PROMPT: Pull every line with "ScriptManager" from the data.

[Saved data entries]

PR #1086, opened 2025-09-24
Implement `History` WebAPI.

mookums:
This implements the entire `History` WebAPI.

There are also some modifications to our testing runner because History navigates the page and needs a second `page.wait()` to rerun and validate that the state persisted.


src/browser/html/History.zig
```diff
@@ -0,0 +1,220 @@
...
+
+fn _dispatchPopStateEvent(
+    state: ?[]const u8,
+    page: *Page,
+) !void {
+    var evt = try PopStateEvent.constructor("popstate", .{ .state = state });
+
+    _ = try parser.eventTargetDispatchEvent(
+        @as(*parser.EventTarget, @ptrCast(&page.window)),
+        @as(*parser.Event, @ptrCast(&evt)),
```
karlseguin: I don't think this is safe. But I did the same thing with MessageEvent. I feel like they should both be:
```suggestion
        &evt.proto
```

src/browser/html/History.zig
```diff
@@ -0,0 +1,220 @@
...
+    );
+}
+
+pub fn _pushState(self: *History, state: Env.JsObject, _: ?[]const u8, _url: ?[]const u8, page: *Page) !void {
+    const arena = page.session.arena;
+
+    const url = if (_url) |u| try arena.dupe(u8, u) else try arena.dupe(u8, page.url.raw);
+    const json = try state.toJson(page.session.arena);
```
karlseguin:
```suggestion
    const json = try state.toJson(arena);
```

karlseguin: Is the idea that we can't store it as a `Env.JsObject` because it has to surirve a JSContext? If so, probably worth a small comment. Took me a second to figure out why were were obj -> json , json -> obj.

karlseguin: If this can fail due to bad input, I'd move it ahead of the `url` duping. But if v8 can serialize any v8.Value, and this would only fail in an extreme case (OOM), then it doesn't matter.

src/browser/html/History.zig
```diff
@@ -0,0 +1,220 @@
...
+    if (index_s < 0 or index_s > self.stack.items.len - 1) {
+        return;
+    }
+
+    const index = @as(usize, @intCast(index_s));
+    const entry = self.stack.items[index];
+    self.current = index;
+
+    if (try page.isSameOrigin(entry.url)) {
+        if (entry.state) |state| {
```
karlseguin: If is unnecessary.

```
History.dispatchPopStateEvent(entry.state, page);
```

src/browser/html/History.zig
```diff
@@ -0,0 +1,220 @@
...
+
+    const url = if (_url) |u| try arena.dupe(u8, u) else try arena.dupe(u8, page.url.raw);
+    const json = try state.toJson(page.session.arena);
+    const entry = HistoryEntry{ .state = json, .url = url };
+    try self.stack.append(arena, entry);
+    self.current = self.stack.items.len - 1;
+}
+
+pub fn _replaceState(self: *History, state: Env.JsObject, _: ?[]const u8, _url: ?[]const u8, page: *Page) !void {
+    const arena = page.session.arena;
```
karlseguin, line 127: Thoughts on just storing the session arena in a field?

mookums: Not opposed to it but we already take `page: *Page` in a few places because we need to access things like the `page.url` so it feels like duplication.

PR #1087, opened 2025-09-24
fix pointer parameter into KeyboardEvent contructor

krichprollsch:


nikneym:
I was going to mention `MouseEvent` also! Let's wait for CI to become green.

PR #1092, opened 2025-09-25
Support `Element#insertAdjacentHTML`

nikneym:
This PR adds support for `insertAdjacentHTML`. It currently missing XML parsing and `TrustedHTML` support, yet sites seem to prefer HTML and string variant only.

### DIFF
--- a/src/browser/dom/element.zig
+++ b/src/browser/dom/element.zig
@@ -273,12 +273,22 @@ pub const Element = struct {
             if (std.mem.eql(u8, position, "beforebegin")) {
                 // The node must have a parent node in order to use this variant.
                 const parent = parser.nodeParentNode(self_node) orelse return error.NoModificationAllowed;
+                // Parent cannot be Document.
+                // Should have checks for document_fragment and document_type?
+                if (parser.nodeType(parent) == .document) {
+                    return error.NoModificationAllowed;
+                }
+
                 break :blk .{ parent, self_node };
             }
 
             if (std.mem.eql(u8, position, "afterend")) {
                 // The node must have a parent node in order to use this variant.
                 const parent = parser.nodeParentNode(self_node) orelse return error.NoModificationAllowed;
+                // Parent cannot be Document.
+                if (parser.nodeType(parent) == .document) {
+                    return error.NoModificationAllowed;
+                }
                 // Get the next sibling or null; null indicates our node is the only one.
                 const sibling = parser.nodeNextSibling(self_node);
                 break :blk .{ parent, sibling };
--- a/src/browser/dom/element.zig
+++ b/src/browser/dom/element.zig
@@ -251,11 +251,11 @@ pub const Element = struct {
         // None of the following can be null.
         const maybe_html = parser.nodeFirstChild(fragment_node);
         std.debug.assert(maybe_html != null);
-        const html = maybe_html.?;
+        const html = maybe_html orelse return;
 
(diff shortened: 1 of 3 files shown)


src/browser/dom/element.zig
```diff
@@ -231,6 +231,80 @@ pub const Element = struct {
...
+
+        // Parse the fragment.
+        // Should return error.Syntax on fail?
+        const fragment = try parser.documentParseFragmentFromStr(doc, input);
+        const fragment_node = parser.documentFragmentToNode(fragment);
+
+        // We always get it wrapped like so:
+        // <html><head></head><body>{ ... }</body></html>
+        // None of the following can be null.
+        const html = parser.nodeFirstChild(fragment_node).?;
```
krichprollsch: I think it's better to return in case of null value returned (same for the following).

```suggestion
        const html = parser.nodeFirstChild(fragment_node) orelse return;
```

src/browser/dom/element.zig
```diff
@@ -231,6 +231,80 @@ pub const Element = struct {
         }
     }
 
+    /// Parses the given `input` string and inserts it's children to an element at given `position`.
```
karlseguin:
```suggestion
    /// Parses the given `input` string and inserts its children to an element at given `position`.
```

src/browser/dom/element.zig
karlseguin: If you do that, then we should add an assertion:

```zig
std.debug.assert(first_child != null);
```

Then at least in debug mode, if our understanding of libdom proves wrong, we'll be able to learn from it.

src/tests/dom/element.html
```diff
@@ -289,3 +289,40 @@
...
+<div id="insert-adjacent-html-outer-wrapper">
+    <div id="insert-adjacent-html-inner-wrapper">
+        <span></span>
+        <p>content</p>
+    </div>
+</div>
+
+<script id=insertAdjacentHTML>
+  // Insert "beforeend".
+  const wrapper = document.querySelector("div#insert-adjacent-html-inner-wrapper");
```
karlseguin: the id should be unique, the tag name seems unnecessary.

`$` is a wrapper in testing.js for `document.querySelector` and `$$` for `querySelectorAll`..if you want - using the helper of the original full method is fine.

```js
const wrapper = $('#insert-adjacent-html-inner-wrapper');
```

src/browser/dom/element.zig
```diff
@@ -231,6 +231,85 @@ pub const Element = struct {
...
+        // Should return error.Syntax on fail?
+        const fragment = try parser.documentParseFragmentFromStr(doc, input);
+        const fragment_node = parser.documentFragmentToNode(fragment);
+
+        // We always get it wrapped like so:
+        // <html><head></head><body>{ ... }</body></html>
+        // None of the following can be null.
+        const maybe_html = parser.nodeFirstChild(fragment_node);
+        std.debug.assert(maybe_html != null);
+        const html = maybe_html.?;
```
karlseguin: I think the combination of our comments would have been:

```zig
const maybe_html = parser.nodeFirstChild(fragment_node);
std.debug.assert(maybe_html != null);
const html = maybe_html orelse return;
```

So that, in debug mode, this crashes if our expectation turns out to be wrong. But in release mode, it doesn't crash (but it fails to insert). I think as you've written it, it fails in debug and is undefined in release.

PR #1100, opened 2025-09-29
Add mimalloc allocator

nikneym:
This PR adds wraps mimalloc as a Zig Allocator and uses it instead of c_allocator in main.


karlseguin:
That's interesting. Is the goal better performance and/or memory usage? Any comparison?

nikneym:
For the future readers, it seem to be using more memory than we had with c_allocator, you can inspect [here](https://github.com/lightpanda-io/browser/actions/runs/18091051657/job/51479032415). Closing in favor.

PR #1115, opened 2025-10-02
Small URL & Location changes

nikneym:
This PR;
* adds `href` setter to location,
* removes allocation for `protocol` getter of url,
* adds an invalid (which should not be passing) URL test.

### DIFF
--- a/src/browser/html/location.zig
+++ b/src/browser/html/location.zig
@@ -29,6 +29,10 @@ pub const Location = struct {
         return "";
     }
 
+    pub fn set_href(_: *const Location, href: []const u8, page: *Page) !void {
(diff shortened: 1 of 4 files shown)


src/browser/html/location.zig
```diff
@@ -29,8 +29,12 @@ pub const Location = struct {
         return "";
     }
 
-    pub fn get_protocol(self: *Location, page: *Page) ![]const u8 {
-        if (self.url) |*u| return u.get_protocol(page);
+    pub fn set_href(_: *const Location, href: []const u8, page: *Page) !void {
+        return page.navigate(href, .{ .reason = .script });
```
karlseguin: You always want to use `navigateFromWebAPI`.

PR #1119, opened 2025-10-03
Emit Log.addEntry

karlseguin:
Currently, this hooks a single log.Interceptor into the logging framework, but changing it to take a list shouldn't be too hard. Biggest issue is who will own it, as we'd need an allocator to maintain a list / lookup (which log doesn't currently have).

Uses logFmt format, and, for now, always filters out debug messages and a few particularly verbose scopes.


krichprollsch (commented):
LGTM :+1:

Issue #1121, opened 2025-10-03
Panic due to InvalidURI exception in JavaScript module on nytimes.com


prefrontalsys:
Description

  The LightPanda browser panics and crashes with a "reached unreachable code" error when attempting to load
  https://www.nytimes.com. The crash appears to be triggered by an InvalidURI exception within the browser's
  JavaScript engine while parsing a script from static01.nyt.com.

  Impact

  The panic causes the lightpanda process to hang indefinitely.
   * When run from the command line, the shell hangs and requires a ^C (Ctrl+C) to terminate the process and
     return to the prompt.
   * When run as a subprocess by the Magg MCP proxy server, the lp browser crash causes the Magg server to also
     hang. A ^C in the Magg terminal is required, which then terminates both the Magg server and the hung
     lightpanda process.

  Steps to Reproduce

   1. Launch the LightPanda browser from the command line:
       - lightpanda https://www.nytimes.com
   2. The browser process will crash and the terminal will hang.

  Expected Behavior

  The page should either load successfully or fail gracefully without crashing or hanging the browser process.

  Actual Behavior

  The browser process panics and hangs, requiring a manual ^C to terminate.

  System Information

   * Operating System: macOS 26.0.1 (Tahoe)
   * Architecture: aarch64 (Apple Silicon, MacBook Air M4)

  Crash Log

    1 $time=6040384 $scope=console $level=warn $msg=warn args="; 1: limitedAds is not set, defaulting
      to false"
    2 $time=6040385 $scope=console $level=warn $msg=warn args="; 1: userinfo data unavailable"
    3 $time=6040561 $scope=js $level=warn $msg="compile resolved module" specifier=./identify-user-NlI
      stack=null src=null line=0 exception=InvalidURI
    4 $time=6040561 $scope=user_script $level=warn $msg="eval script"
      url=https://static01.nyt.com/video-static/betamax/player-2G-OVVMI.js err=unknown cacheable=true
    5 thread 124698 panic: reached unreachable code
    6 ???:?:?: 0x102405f2b in _browser.js.Context.resolveModuleCallback (???)
    7 ???:?:?: 0x101090c73 in _locale_charset (???)
    8 ???:?:?: 0x10105d09f in _locale_charset (???)
    9 ???:?:?: 0x100b6e3d7 in _locale_charset (???)
   10 ???:?:?: 0x100af51df in _locale_charset (???)
[...]

PR #1123, opened 2025-10-06
Remove the single-blocking-import restrictions

karlseguin:
Remove the is_blocking variable (and checks) from the ScriptManager. This is a holdover to when blocking imports had a dedicated connections, and thus couldn't be loaded concurrently.

This changes two obvious things (and probably a few subtle ones). The first is that plain async scripts are now free to be executed as soon as they are completed. As far as I can tell, this is a safe behavior, is simpler and should be a bit faster.

More importantly, it allows for chains of imports. normal import (A) -> dynamic import (B) -> normal import (C). This would previously fail an assertion. The superficial issue was that dynamic import handling didn't respect the `is_blocking` flag. But if we did respect it, than module B would never be able to load module C, which would block module A from ever completing. By removing the flag, module C will now be properly evaluated, which unblocks module B which allows module A to unblock.

(1) I believe this is the issue seen here:
    https://github.com/lightpanda-io/browser/issues/1121

### DIFF
--- a/src/browser/ScriptManager.zig
+++ b/src/browser/ScriptManager.zig
@@ -38,21 +38,12 @@ page: *Page,
 // used to prevent recursive evalutaion
 is_evaluating: bool,
 
-// used to prevent executing scripts while we're doing a blocking load
-is_blocking: bool = false,
-
 // Only once this is true can deferred scripts be run
 static_scripts_done: bool,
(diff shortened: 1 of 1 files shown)


krichprollsch (approved):
Looks simpler this way.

ANSWER TO THE PROBLEM:
Remove the is_blocking variable (and checks) from the ScriptManager. This is a holdover to when blocking imports had a dedicated connections, and thus couldn't be loaded concurrently.
--- a/src/browser/ScriptManager.zig
+++ b/src/browser/ScriptManager.zig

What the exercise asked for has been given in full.